## What is required
First find the line with "Before merging this" in the entries below, then set down exactly every line through the line with "PR #705, opened 2020-10-15", that line included.

- - - - - - -

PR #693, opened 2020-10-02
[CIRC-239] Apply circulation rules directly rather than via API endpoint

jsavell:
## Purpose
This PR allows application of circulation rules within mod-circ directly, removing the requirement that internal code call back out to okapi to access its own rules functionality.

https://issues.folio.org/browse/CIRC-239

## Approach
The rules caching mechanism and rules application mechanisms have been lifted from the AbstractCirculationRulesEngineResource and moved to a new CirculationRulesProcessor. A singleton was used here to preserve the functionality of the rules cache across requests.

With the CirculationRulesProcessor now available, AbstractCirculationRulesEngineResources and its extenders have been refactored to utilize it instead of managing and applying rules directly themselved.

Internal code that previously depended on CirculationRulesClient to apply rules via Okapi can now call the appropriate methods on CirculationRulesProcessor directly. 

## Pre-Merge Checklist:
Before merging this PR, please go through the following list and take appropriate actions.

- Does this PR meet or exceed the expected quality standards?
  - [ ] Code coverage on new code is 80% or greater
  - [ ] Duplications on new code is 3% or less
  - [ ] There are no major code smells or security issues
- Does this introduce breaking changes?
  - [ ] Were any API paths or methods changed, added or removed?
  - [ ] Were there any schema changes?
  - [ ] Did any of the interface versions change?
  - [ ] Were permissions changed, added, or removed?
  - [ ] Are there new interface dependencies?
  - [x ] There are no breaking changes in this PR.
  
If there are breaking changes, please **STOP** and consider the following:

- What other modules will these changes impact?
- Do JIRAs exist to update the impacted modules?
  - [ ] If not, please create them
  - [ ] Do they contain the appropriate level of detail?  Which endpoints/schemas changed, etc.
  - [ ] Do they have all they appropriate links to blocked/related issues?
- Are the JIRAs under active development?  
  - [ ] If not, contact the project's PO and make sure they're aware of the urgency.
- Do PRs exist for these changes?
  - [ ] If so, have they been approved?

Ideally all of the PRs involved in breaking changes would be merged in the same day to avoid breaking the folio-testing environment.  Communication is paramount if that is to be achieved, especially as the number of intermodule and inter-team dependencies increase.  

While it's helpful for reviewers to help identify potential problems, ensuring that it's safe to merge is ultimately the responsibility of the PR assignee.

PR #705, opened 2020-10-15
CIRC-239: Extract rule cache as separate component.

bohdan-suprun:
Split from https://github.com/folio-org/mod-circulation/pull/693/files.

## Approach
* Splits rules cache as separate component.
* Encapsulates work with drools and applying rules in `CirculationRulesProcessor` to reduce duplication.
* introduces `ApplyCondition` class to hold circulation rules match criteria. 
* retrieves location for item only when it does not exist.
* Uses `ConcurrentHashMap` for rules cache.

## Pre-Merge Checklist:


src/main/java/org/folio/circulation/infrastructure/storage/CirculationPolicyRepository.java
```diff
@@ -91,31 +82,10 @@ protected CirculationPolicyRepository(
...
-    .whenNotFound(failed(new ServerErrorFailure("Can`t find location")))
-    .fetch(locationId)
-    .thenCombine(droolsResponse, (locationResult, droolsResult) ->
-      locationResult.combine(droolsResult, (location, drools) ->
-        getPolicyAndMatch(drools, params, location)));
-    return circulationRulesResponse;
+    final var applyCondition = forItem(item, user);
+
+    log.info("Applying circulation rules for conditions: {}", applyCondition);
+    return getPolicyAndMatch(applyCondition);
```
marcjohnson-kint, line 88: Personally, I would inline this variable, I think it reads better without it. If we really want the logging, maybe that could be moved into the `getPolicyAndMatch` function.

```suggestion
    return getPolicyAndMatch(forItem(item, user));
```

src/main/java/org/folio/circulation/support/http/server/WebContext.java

- - - - - - -

## Your solution
Before merging this PR, please go through the following list and take appropriate actions.

- Does this PR meet or exceed the expected quality standards?
  - [ ] Code coverage on new code is 80% or greater
  - [ ] Duplications on new code is 3% or less
  - [ ] There are no major code smells or security issues
- Does this introduce breaking changes?
  - [ ] Were any API paths or methods changed, added or removed?
  - [ ] Were there any schema changes?
  - [ ] Did any of the interface versions change?
  - [ ] Were permissions changed, added, or removed?
  - [ ] Are there new interface dependencies?
  - [x ] There are no breaking changes in this PR.
  
If there are breaking changes, please **STOP** and consider the following:

- What other modules will these changes impact?
- Do JIRAs exist to update the impacted modules?
  - [ ] If not, please create them
  - [ ] Do they contain the appropriate level of detail?  Which endpoints/schemas changed, etc.
  - [ ] Do they have all they appropriate links to blocked/related issues?
- Are the JIRAs under active development?  
  - [ ] If not, contact the project's PO and make sure they're aware of the urgency.
- Do PRs exist for these changes?
  - [ ] If so, have they been approved?

Ideally all of the PRs involved in breaking changes would be merged in the same day to avoid breaking the folio-testing environment.  Communication is paramount if that is to be achieved, especially as the number of intermodule and inter-team dependencies increase.  

While it's helpful for reviewers to help identify potential problems, ensuring that it's safe to merge is ultimately the responsibility of the PR assignee.

PR #705, opened 2020-10-15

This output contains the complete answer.